[Saved entries]

BEGIN

PR #4195, opened 2026-02-12
refactor: use BatchAdapterFactory for scan adaptation

ethan-tyler:
# Description
Follow up to the DF 52 upgrade. Replaces custom scan batch casting logic
with DataFusion's `BatchAdapterFactory` via `datafusion-physical-expr-adapter`.

Adds hardening tests for schema evolution and DV scan behavior

Keeps DF default behavior with no custom compatibility mode

# Related Issue(s)

# Documentation


ethan-tyler:
FYI I have a follow up hardening PR  on top of this

PR #4197, opened 2026-02-13
fix(datafusion): avoid overflow when scanning add actions

vsmanish1772:
# Description
In 1.3.2 when we perform delete with partition only predicate, when we try to find_files() -> it calls get_add_action() which concatenates all file metadata into one giant RecordBatch. Arrow's StringArray uses 32-bit offsets, so a single array can hold at most ~2GB of string data. When the table is huge which cannot be held into single array.

if approved this will be back ported to 1.3.3

# Related Issue(s)

# Documentation


ion-elgreco:
@vsmanish1772 good! I would like to see that we do a breaking change in Python as well, but we should not backport that part

This should return an Arro3 table that is constructed with the Vec of recordbatches :), see below where it should happen.

https://github.com/delta-io/delta-rs/blob/main/python%2Fsrc%2Flib.rs#L1634

vsmanish1772:
> @vsmanish1772 good! I would like to see that we do a breaking change in Python as well, but we should not backport that part
> 
> This should return an Arro3 table that is constructed with the Vec of recordbatches :), see below where it should happen.
> 
> https://github.com/delta-io/delta-rs/blob/main/python%2Fsrc%2Flib.rs#L1634

okay makes sense. in that case a second pr then. If i understand right we will back port this pr to 1.3.3 and then a follow up pr in main which will change python API to use new `get_add_action_batches()` which will return ArrowTable. is my understanding correct?

crates/core/src/table/state.rs
```diff
@@ -231,6 +231,55 @@ impl EagerSnapshot {
         &self,
         flatten: bool,
     ) -> Result<arrow::record_batch::RecordBatch, DeltaTableError> {
+        let batches = self.add_actions_batches(flatten)?;
+        if batches.is_empty() {
+            // Return an empty batch with the correct schema
+            return self.add_actions_batches_empty(flatten);
```
ethan-tyler: `add_actions_expr_and_schema` called twice on the empty path. I would compute once and thread through.

crates/core/src/table/state.rs
```diff
@@ -231,6 +231,55 @@ impl EagerSnapshot {
...
+        }
+        Ok(concat_batches(batches[0].schema_ref(), &batches)?)
+    }
+
+    /// Get add action data as a list of [arrow::record_batch::RecordBatch] without
+    /// concatenating them into a single batch. This avoids the 2GB Arrow offset
+    /// limit for tables with a very large number of files.
+    ///
+    /// See [Self::add_actions_table] for schema details.
+    pub fn add_actions_batches(
```
ethan-tyler: I'd change this to `pub(crate)`, the only caller is `find_files.rs`. We can widen later if needed, but no reason to commit to a pub api before you have to.

crates/core/src/table/state.rs
```diff
@@ -343,4 +380,42 @@ mod tests {
...
+
+        let snapshot = table.snapshot()?.snapshot();
+        assert!(snapshot.add_actions_batches(false)?.is_empty());
+        assert!(snapshot.add_actions_batches(true)?.is_empty());
+        Ok(())
+    }
+
+    #[cfg(feature = "datafusion")]
+    #[tokio::test]
+    async fn test_add_actions_batches_non_empty_flatten_has_partition_columns() -> DeltaResult<()> {
```
ethan-tyler, line 448: Worth adding an equivalence assertion:

    let concatenated = concat_batches(
        flattened_batches[0].schema_ref(),
        &flattened_batches,
    )?;
    let single = snapshot.add_actions_table(true)?;
    assert_eq!(concatenated, single);

crates/core/src/delta_datafusion/find_files.rs
```diff
@@ -323,33 +323,45 @@ async fn scan_memory_table(snapshot: &EagerSnapshot, predicate: &Expr) -> DeltaR
...
+    let mut mem_schema: Option<Arc<Schema>> = None;
 
-    for field in schema.fields() {
-        if let Some(name) = field.name().strip_prefix("partition.") {
-            arrays.push(batch.column_by_name(field.name()).unwrap().to_owned());
-            fields.push(field.as_ref().clone().with_name(name));
+    for batch in &all_batches {
+        let schema = batch.schema();
+        let mut arrays = Vec::new();
+        let mut fields = Vec::new();
```
ethan-tyler: Is there a reason you removed `with_capacity` here where `schema.fields().len()` is known?

crates/core/src/delta_datafusion/find_files.rs
```diff
@@ -323,33 +323,45 @@ async fn scan_memory_table(snapshot: &EagerSnapshot, predicate: &Expr) -> DeltaR
...
+        fields.push(Field::new(PATH_COLUMN, DataType::Utf8, false));
+
+        for field in schema.fields() {
+            if let Some(name) = field.name().strip_prefix("partition.") {
+                arrays.push(batch.column_by_name(field.name()).unwrap().to_owned());
+                fields.push(field.as_ref().clone().with_name(name));
+            }
         }
+
+        let batch_schema = mem_schema.get_or_insert_with(|| Arc::new(Schema::new(fields.clone())));
```
ethan-tyler: nit: `fields` recomputed every iteration but is only used on the first. I would pull schema construction out of the loop.

ion-elgreco:
> > @vsmanish1772 good! I would like to see that we do a breaking change in Python as well, but we should not backport that part
> > 
> > This should return an Arro3 table that is constructed with the Vec of recordbatches :), see below where it should happen.
> > 
> > https://github.com/delta-io/delta-rs/blob/main/python%2Fsrc%2Flib.rs#L1634
> 
> okay makes sense. in that case a second pr then. If i understand right we will back port this pr to 1.3.3 and then a follow up pr in main which will change python API to use new `get_add_action_batches()` which will return ArrowTable. is my understanding correct?

Yes can be done as followup!

crates/core/src/table/state.rs
vsmanish1772: agreed!

crates/core/src/delta_datafusion/find_files.rs
vsmanish1772: i think that was oversight from my end assuming i do not know how much space to allocate but i was wrong

ethan-tyler: You're good, just wanted to ask if it was intentional.

vsmanish1772:
@ethan-tyler @ion-elgreco i'm ready for another round of reviews. Thanks for the suggestions

crates/core/src/table/state.rs
ethan-tyler: Sorry I didn't think of this earlier and since we are in the weeds, could you add the same check for flatten = false? If someone changes `add_actions_batches_with_schema` and accidentally alters non flattenedschema/ordering/nullability, CI may not catch it.

crates/core/src/table/state.rs
```diff
@@ -231,6 +231,65 @@ impl EagerSnapshot {
...
+
+        let input_schema = self.snapshot().inner.scan_row_parsed_schema_arrow()?;
+        let input_schema = Arc::new(input_schema.as_ref().try_into_kernel()?);
+        let evaluator = ARROW_HANDLER.new_expression_evaluator(
+            input_schema,
+            expression.into(),
+            table_schema,
+        )?;
+
+        let results = files
```
ethan-tyler, line 277: For uncheckpointed tables with lots of small commits this could theoretically produce thousands of single row batches. If it's not too much trouble I think it's worth a rechunk step or at least a note that it's a known tradeoff.

ion-elgreco: I agree but afaik arrow-rs doesn't have any nice way to do this inside their api, right?

At least in polars-arrow rechunking is something handled by their chunkedArrays

ion-elgreco: I agree but afaik arrow-rs doesn't have any nice way to do this inside their api, right?

At least in polars-arrow rechunking is something handled by their chunkedArrays

ethan-tyler: @ion-elgreco - You're right, however  I did find that arrow-rs has a native batch coalescing api `arrow_select::coalesce::BatchCoalescer` exposed via `arrow::compute::BatchCoalescer`

https://docs.rs/arrow-select/latest/arrow_select/coalesce/struct.BatchCoalescer.html

For this backport I'm okay keeping current scope, but we can add a follow up that coalesces tiny metadata batches before MemTable construction and benchmark it.

ion-elgreco: Ah sweet! That we can definitely use!

vsmanish1772: Ah i agree, i didnt know about this BatchCoalescer. Small thousands of micro batches are always problem (overhead) :D haha

vsmanish1772: okay i think i understand now how it works and i can wire `BatchCoalescer` inside inside add_actions_batches  right before returning. That way both callers (scan_memory_table and any future caller) get properly sized batches automatically. Hmm but i wonder if eagerSnapshot would still be used in future

vsmanish1772:
> Nice work! Left a few comments and suggestions

i have attempted the suggestions you have made. let me know what you think

crates/core/src/table/state.rs
vsmanish1772: i realised little later that we would like to do a breaking change in python where get_add_actions() will start using add_action_batches() which will return arrow table as per @ion-elgreco suggestion. I will probably make it public api in the pr that does breaking change

ethan-tyler: yes that make sense and what I had in mind. Thanks!

PR #187, opened 2021-11-24
remove front matter from glossary.de.md, atx header for changelog

### LINKED ISSUE #186: add markdown preamble with title to all the markdown files
Since we're publishing the spec with Jekyll, we should add a [front matter](https://jekyllrb.com/docs/front-matter/) with the page title to all the markdown files here and adapt our [publishing setup](https://github.com/OCR-D/ocrd-website/blob/master/Makefile#L170-L174) accordingly.

kba:
Makes the markdown files consistent to fix the publishing in https://github.com/OCR-D/ocrd-website. 

@lena-hinrichsen The `glossary.de.md` is not actually translated. I apparently forgot to check in the actual changes when adding this file. Maybe we should just drop it until we get around to translating? In any case, it is now possible to translate files of the spec to english by copying the file and replacing `.md` with `.de.md`. These will be placed in the right spot for publishing in ocrd-website's `make spec`.

fix #186


lena-hinrichsen:
sounds good!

END

> _EXERCISE DESCRIPTION_: Where the string "tests" appears in a line of the entries, count that line, and state the total alone.

> _EXERCISE RESPONSE_: 2